### Directions for this task
Lines outside the range are not wanted. Give again exactly the lines between the line holding "In the context of running the **solver**, **prepareOutput**" and the line holding "This file existence", inclusive, from the listing below.

### Provided data
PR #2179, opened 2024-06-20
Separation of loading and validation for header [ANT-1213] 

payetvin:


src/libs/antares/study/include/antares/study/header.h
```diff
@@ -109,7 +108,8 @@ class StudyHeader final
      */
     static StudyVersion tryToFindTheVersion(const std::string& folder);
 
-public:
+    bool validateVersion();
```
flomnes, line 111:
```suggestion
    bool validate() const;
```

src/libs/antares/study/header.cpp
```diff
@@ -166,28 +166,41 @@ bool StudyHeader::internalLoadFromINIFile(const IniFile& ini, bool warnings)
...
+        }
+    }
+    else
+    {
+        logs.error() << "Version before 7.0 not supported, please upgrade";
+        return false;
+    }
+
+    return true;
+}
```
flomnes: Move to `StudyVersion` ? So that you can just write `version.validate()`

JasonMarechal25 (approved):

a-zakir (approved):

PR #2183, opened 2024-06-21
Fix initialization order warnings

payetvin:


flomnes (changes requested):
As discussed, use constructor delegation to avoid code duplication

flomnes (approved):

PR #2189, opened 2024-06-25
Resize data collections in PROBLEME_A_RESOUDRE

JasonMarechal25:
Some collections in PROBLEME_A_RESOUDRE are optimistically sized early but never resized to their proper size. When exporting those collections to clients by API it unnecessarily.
* * *
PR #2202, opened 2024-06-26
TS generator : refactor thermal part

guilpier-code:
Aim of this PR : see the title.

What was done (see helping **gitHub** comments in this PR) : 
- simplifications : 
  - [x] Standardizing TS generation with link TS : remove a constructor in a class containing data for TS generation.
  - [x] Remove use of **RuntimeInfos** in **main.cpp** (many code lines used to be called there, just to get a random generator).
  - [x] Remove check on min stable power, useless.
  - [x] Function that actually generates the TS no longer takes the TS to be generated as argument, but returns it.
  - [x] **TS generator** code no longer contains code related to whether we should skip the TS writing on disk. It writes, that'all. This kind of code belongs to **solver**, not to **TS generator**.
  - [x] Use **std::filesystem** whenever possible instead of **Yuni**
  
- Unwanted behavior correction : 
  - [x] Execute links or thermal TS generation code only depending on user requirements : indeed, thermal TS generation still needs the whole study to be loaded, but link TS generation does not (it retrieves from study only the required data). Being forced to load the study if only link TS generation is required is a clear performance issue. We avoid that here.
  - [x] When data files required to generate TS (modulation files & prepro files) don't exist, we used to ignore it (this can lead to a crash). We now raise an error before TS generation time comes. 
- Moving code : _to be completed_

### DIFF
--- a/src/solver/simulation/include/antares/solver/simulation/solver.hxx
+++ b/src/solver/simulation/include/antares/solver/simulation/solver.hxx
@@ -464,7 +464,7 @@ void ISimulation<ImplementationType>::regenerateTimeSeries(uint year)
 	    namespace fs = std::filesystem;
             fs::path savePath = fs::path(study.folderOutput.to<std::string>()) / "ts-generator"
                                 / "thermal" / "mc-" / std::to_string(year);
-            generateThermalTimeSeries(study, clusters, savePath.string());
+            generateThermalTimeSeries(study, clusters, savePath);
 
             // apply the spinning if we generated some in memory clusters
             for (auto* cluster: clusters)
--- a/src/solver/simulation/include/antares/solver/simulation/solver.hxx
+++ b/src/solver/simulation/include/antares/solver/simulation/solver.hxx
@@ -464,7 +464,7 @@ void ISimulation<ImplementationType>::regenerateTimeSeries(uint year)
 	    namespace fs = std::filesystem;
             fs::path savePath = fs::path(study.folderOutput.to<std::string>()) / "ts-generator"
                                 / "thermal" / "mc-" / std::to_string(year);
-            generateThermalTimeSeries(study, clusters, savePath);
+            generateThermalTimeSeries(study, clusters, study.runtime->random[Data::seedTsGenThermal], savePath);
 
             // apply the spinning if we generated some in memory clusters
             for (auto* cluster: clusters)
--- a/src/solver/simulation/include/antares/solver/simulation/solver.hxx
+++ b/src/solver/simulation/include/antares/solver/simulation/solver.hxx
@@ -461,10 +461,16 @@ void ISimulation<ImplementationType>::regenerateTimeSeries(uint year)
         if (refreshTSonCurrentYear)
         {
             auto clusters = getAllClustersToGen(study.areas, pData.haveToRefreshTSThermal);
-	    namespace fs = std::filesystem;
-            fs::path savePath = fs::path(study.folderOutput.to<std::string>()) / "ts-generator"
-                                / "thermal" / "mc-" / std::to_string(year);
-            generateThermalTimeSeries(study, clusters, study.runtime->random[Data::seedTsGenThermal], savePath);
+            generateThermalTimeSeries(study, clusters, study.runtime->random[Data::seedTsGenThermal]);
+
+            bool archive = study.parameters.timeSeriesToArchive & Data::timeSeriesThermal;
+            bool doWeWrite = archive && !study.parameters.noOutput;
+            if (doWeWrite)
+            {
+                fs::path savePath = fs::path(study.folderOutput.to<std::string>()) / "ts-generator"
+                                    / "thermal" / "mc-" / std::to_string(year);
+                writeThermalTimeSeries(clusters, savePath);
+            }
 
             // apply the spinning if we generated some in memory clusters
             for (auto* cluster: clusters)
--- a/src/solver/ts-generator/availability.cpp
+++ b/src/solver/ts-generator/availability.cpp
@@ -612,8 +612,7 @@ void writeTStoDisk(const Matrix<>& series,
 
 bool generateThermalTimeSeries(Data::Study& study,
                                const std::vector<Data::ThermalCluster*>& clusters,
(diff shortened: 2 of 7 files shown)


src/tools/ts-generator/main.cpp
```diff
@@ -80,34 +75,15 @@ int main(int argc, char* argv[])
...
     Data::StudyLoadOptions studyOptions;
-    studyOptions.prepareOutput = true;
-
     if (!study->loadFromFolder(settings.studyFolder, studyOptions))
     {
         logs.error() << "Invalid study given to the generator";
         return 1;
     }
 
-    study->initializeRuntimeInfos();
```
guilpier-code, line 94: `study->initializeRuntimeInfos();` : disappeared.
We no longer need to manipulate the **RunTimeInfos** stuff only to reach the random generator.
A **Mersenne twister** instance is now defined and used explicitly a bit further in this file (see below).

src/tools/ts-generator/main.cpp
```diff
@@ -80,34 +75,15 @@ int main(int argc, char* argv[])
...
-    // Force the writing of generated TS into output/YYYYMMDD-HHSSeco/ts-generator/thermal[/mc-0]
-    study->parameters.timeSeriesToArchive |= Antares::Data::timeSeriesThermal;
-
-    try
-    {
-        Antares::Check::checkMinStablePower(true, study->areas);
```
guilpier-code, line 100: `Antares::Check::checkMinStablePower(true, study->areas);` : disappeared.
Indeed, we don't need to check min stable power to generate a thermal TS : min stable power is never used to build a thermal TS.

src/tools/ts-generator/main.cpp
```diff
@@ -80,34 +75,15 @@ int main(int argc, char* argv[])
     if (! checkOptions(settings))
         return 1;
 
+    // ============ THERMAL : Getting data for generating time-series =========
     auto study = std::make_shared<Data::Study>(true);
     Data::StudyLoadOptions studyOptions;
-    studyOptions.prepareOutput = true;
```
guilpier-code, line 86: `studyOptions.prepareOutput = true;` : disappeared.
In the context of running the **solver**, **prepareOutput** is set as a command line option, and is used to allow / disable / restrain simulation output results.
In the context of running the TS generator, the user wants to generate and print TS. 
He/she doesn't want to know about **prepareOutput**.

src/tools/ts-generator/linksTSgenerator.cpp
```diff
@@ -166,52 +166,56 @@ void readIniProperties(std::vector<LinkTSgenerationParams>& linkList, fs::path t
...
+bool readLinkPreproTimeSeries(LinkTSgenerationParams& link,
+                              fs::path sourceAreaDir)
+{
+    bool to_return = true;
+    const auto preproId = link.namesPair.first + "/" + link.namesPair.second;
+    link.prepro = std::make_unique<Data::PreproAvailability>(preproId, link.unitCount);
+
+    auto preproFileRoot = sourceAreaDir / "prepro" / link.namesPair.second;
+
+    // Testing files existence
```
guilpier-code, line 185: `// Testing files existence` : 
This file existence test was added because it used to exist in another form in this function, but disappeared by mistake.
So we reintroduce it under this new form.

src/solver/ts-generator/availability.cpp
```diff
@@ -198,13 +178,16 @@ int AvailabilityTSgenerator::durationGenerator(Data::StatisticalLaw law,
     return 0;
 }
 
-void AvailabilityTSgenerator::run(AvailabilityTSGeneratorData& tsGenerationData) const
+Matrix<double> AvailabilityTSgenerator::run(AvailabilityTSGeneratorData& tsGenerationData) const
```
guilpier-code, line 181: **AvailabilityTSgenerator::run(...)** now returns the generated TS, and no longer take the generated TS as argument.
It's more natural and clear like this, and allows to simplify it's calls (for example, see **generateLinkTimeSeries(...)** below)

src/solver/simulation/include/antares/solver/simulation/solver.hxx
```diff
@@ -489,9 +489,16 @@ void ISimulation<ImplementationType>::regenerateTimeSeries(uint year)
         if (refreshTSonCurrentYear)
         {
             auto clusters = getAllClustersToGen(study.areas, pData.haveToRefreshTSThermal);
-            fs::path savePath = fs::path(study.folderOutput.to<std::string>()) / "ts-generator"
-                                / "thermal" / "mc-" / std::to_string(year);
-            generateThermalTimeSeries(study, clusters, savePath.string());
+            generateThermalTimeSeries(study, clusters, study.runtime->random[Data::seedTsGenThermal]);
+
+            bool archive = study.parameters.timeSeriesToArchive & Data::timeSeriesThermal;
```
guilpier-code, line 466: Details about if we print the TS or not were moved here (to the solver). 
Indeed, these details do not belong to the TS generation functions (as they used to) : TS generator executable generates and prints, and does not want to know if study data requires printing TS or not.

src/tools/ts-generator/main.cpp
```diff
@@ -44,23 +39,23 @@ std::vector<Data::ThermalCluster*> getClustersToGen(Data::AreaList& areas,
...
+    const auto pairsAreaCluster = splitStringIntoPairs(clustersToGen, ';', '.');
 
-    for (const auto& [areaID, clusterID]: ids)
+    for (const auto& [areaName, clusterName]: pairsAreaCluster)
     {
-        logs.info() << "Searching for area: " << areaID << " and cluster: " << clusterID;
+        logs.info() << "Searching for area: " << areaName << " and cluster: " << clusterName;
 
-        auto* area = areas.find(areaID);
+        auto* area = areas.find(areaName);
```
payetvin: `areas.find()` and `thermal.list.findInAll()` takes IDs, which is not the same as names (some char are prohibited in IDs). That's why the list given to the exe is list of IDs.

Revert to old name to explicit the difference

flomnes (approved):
* * *
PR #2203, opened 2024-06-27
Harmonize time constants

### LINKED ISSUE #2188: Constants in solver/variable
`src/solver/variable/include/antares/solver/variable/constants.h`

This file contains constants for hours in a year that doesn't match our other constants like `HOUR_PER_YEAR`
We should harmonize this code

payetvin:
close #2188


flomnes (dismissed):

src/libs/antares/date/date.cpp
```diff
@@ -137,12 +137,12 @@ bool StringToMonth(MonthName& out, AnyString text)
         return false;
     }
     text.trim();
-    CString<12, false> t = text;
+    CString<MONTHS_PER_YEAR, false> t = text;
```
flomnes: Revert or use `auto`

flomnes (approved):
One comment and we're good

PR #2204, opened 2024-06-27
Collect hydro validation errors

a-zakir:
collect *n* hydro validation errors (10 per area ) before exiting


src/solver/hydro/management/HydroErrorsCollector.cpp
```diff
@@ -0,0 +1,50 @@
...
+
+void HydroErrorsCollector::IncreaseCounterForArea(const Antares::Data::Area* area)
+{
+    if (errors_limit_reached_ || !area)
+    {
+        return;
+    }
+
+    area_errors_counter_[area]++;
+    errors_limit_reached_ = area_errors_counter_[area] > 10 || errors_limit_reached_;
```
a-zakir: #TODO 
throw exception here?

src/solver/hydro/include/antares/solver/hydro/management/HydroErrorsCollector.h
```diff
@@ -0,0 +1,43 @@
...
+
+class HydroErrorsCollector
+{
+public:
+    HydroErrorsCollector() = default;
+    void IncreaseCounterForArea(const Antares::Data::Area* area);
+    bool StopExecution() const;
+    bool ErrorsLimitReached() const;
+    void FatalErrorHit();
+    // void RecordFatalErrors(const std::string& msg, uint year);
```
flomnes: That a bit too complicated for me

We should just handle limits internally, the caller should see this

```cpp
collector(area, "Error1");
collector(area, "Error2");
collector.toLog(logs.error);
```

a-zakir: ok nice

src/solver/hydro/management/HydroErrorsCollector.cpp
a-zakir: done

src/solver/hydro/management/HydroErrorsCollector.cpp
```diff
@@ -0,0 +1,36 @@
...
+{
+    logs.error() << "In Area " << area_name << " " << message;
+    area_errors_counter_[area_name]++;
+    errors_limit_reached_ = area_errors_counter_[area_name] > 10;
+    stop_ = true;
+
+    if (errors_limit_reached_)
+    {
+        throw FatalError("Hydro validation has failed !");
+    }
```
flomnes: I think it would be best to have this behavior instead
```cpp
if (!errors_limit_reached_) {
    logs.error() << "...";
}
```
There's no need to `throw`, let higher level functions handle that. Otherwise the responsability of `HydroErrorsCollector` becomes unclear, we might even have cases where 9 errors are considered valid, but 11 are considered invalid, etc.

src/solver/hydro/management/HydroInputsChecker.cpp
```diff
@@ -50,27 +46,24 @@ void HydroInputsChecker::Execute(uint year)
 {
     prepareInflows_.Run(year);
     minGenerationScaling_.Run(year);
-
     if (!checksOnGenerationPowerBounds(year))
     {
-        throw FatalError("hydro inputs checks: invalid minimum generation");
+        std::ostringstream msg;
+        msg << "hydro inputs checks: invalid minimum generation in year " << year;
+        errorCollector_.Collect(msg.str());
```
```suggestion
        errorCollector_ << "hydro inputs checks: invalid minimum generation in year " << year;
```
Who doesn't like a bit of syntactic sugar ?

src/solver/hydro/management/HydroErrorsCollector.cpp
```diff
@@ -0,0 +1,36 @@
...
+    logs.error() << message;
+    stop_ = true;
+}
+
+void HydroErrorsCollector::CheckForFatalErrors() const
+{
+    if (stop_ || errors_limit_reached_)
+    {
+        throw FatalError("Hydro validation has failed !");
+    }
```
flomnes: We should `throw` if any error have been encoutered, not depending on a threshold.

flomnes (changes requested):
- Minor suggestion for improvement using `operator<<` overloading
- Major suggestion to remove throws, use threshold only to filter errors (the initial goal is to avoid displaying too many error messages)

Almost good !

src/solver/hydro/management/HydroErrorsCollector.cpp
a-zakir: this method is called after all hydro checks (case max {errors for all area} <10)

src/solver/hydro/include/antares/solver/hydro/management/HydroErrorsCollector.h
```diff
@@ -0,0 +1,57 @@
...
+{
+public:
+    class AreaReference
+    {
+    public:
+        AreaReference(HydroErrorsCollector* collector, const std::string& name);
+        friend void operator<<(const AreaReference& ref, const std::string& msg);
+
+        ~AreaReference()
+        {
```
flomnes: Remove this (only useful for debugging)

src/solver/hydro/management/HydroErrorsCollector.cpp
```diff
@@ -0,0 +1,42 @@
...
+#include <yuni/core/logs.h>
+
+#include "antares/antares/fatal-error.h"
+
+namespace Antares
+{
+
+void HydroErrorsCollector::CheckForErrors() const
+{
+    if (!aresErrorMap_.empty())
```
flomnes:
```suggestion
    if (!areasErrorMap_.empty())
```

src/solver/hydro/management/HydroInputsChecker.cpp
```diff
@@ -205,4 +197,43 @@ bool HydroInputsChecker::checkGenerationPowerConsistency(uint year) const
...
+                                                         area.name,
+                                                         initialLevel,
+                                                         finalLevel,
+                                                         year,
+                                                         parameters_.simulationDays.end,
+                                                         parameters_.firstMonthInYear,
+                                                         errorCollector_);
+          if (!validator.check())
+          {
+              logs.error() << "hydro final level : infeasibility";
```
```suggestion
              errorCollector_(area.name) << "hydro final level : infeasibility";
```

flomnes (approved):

### Exercise response
In the context of running the **solver**, **prepareOutput** is set as a command line option, and is used to allow / disable / restrain simulation output results.
In the context of running the TS generator, the user wants to generate and print TS. 
He/she doesn't want to know about **prepareOutput**.

src/tools/ts-generator/linksTSgenerator.cpp
```diff
@@ -166,52 +166,56 @@ void readIniProperties(std::vector<LinkTSgenerationParams>& linkList, fs::path t
...
+bool readLinkPreproTimeSeries(LinkTSgenerationParams& link,
+                              fs::path sourceAreaDir)
+{
+    bool to_return = true;
+    const auto preproId = link.namesPair.first + "/" + link.namesPair.second;
+    link.prepro = std::make_unique<Data::PreproAvailability>(preproId, link.unitCount);
+
+    auto preproFileRoot = sourceAreaDir / "prepro" / link.namesPair.second;
+
+    // Testing files existence
```
guilpier-code, line 185: `// Testing files existence` : 
This file existence test was added because it used to exist in another form in this function, but disappeared by mistake.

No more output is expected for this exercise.